# Beyond Routing and Cascading: Introducing Cascade Routing for Cost-Effective LLMs
This repository contains the code for our paper "Beyond Routing and Cascading: Introducing Cascade Routing for Cost-Effective LLMs". In this README, we explain how to reproduce the results from the paper.

## Installation

To install the package, run the following commands in this folder, which assume that [Conda](https://anaconda.org/anaconda/conda) is installed on your machine.

```bash
conda create -n selection python=3.11
conda activate selection
python -m pip install -e .
```

Furthermore, to exactly reproduce our results, also run the following command:

```bash
python -m pip install -r requirements.txt
```

## Reproducing Results

First, obtain a Together API key and add it to the environment variables:

```bash
export TOGETHER_API_KEY="YOUR KEY"
```

Then, run:
```bash
bash scripts/main.sh
```

This script runs inference on several models, preprocesses and download some data, and run all of our experiments in the paper.

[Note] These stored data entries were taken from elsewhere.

PR #496, opened 2021-10-04
Add new lang code and add baseline file for Objective C

shaopeng-gh:
1.	The language 78 is set by NASM team on purpose, in their source code they indicate since there is no exact match for their language, they use “N” as language indicator and the ASCII is written as 78.
For this one I suggest we can add it and map 78 as “NASM”.

details in this file:
https://github.com/netwide-assembler/nasm/blob/5368e4579403daaf6c12165eb857893f8acfc7f8/output/codeview.c
the line of the code is:
section_write32(sect, 'N'); /* language: '**N**' (**0x4e**) for "**N**ASM"; flags are 0 */

2.	The MSDN documentation is outdated and missing new entries.
With the VS installed we can find the source code definition included in the DIA, which have a few more items added since.
“C:\Program Files (x86)\Microsoft Visual Studio\2019\Enterprise\DIA SDK\include\cvconst.h”
  CV_CFL_JSCRIPT  = 0x0E,
  CV_CFL_MSIL     = 0x0F,  // Unknown MSIL (LTCG of .NETMODULE)
  CV_CFL_HLSL     = 0x10,  // High Level Shader Language
  CV_CFL_OBJC     = 0x11,  // Objective-C
  CV_CFL_OBJCXX   = 0x12,  // Objective-C++
  CV_CFL_SWIFT    = 0x13,  // Swift
} CV_CFL_LANG;


src/BinaryParsers/PEBinary/ProgramDatabase/ObjectModuleDetails.cs
```diff
@@ -226,23 +226,27 @@ public string GetDialect(out string versionNumber)
...
+        VisualBasic = 0x0B,
+        ILASM = 0x0C,
+        Java = 0x0D,
+        JScript = 0x0E,
+        MSIL = 0x0F,
+        HLSL = 0x10, // High Level Shader Language
+        ObjectiveC = 0x11,
+        ObjectiveCxx = 0x12,
+        Swift = 0x13,
+        NASM = 0x4E, // The Netwide Assembler
```
shaopeng-gh, line 249: >NASM = 0x4E, // The Netwide Assembler [](http://example.com/codeflow?start=8&length=37)

added info where this come from in the desciprtion of the PR.

eddynaka (approved):
:shipit:

PR #499, opened 2021-10-06
Collecting repository/project/organization when available

eddynaka:


src/BinSkim.Driver/AnalysisSummaryExtractor.cs
```diff
@@ -51,17 +57,44 @@ public static void UpdateBuildPipelineInfo(AnalysisSummary summary)
...
+
+                summary.RepositoryId = ExtractValueFromEnvironmentVariable(RepositoryIdVar);
+                summary.RepositoryName = ExtractValueFromEnvironmentVariable(RepositoryNameVar);
+
+                summary.ProjectId = ExtractValueFromEnvironmentVariable(ProjectIdVar);
+                summary.ProjectName = ExtractValueFromEnvironmentVariable(ProjectNameVar);
+
+                summary.OrganizationId = ExtractValueFromEnvironmentVariable(OrganizationIdVar);
+                summary.OrganizationName = ExtractValueFromEnvironmentVariable(OrganizationNameVar);
+                summary.OrganizationName = summary.OrganizationName.Replace("https://dev.azure.com/", string.Empty).TrimEnd('/');
```
shaopeng-gh, line 72: >https://dev.azure.com/ [](http://example.com/codeflow?start=77&length=22)

question, will it possible with upper case

shaopeng-gh, line 72: >TrimEnd('/') [](http://example.com/codeflow?start=116&length=12)

Question, will the summary.OrganizationName only possible with
[https://dev.azure.com/A/](https://dev.azure.com/A/)
or also possible with
[https://dev.azure.com/A/B/](https://dev.azure.com/A/B/)

eddynaka: will only contain A/

shaopeng-gh: >summary.OrganizationName [](http://example.com/codeflow?start=43&length=24)

the logic in the method ExtractValueFromEnvironmentVariable() looks like if can not find will return null, so this can be null 
maybe add a "?" here

eddynaka: changed the method that is called to always output an empty string if no envvariable  was found.
that will prevent us to add `?` everywhere.

shaopeng-gh: good idea!

yongyan-gh (approved):
:shipit:

PR #512, opened 2021-11-02
Improving signing and packing process

eddynaka:
With this change we will:
- start signing all files that we ship: no need for intermediate folders.
- fix the package reference from `Binary.Parsers`


CreatePackagesFromLayoutDirectory.cmd
```diff
@@ -18,37 +18,13 @@ if "%Platform%" EQU "" (
 set Platform=x64
 )
 
-set BinaryOutputDirectory=%BinaryOutputDirectory%\%Platform%_%Configuration%\Publish
-set LayoutForSigningDirectory=%BinaryOutputDirectory%\..\LayoutForSigning
-
-:: Copy all multitargeted assemblies to their locations
-call :CopyExeForSigning BinSkim.exe
-call :CopyFilesForMultitargeting BinSkim.dll       || goto :ExitFailed
```
eddynaka, line 26: >CopyFilesForMultitargeting [](http://example.com/codeflow?start=6&length=26)

we don't need to move the files since we signed everything.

Our code assumes that you have sufficient CPU cores available (at least 50). It will run for a day or two and spend around 100 USD on Together.

Once this script has finished, you can run the notebook `notebooks/postprocess.ipynb` to process the raw results and obtain the results mentioned in the paper. Note that our raw results were included in the submission material. Therefore, you can run this notebook without running the main script and obtain the results from the paper.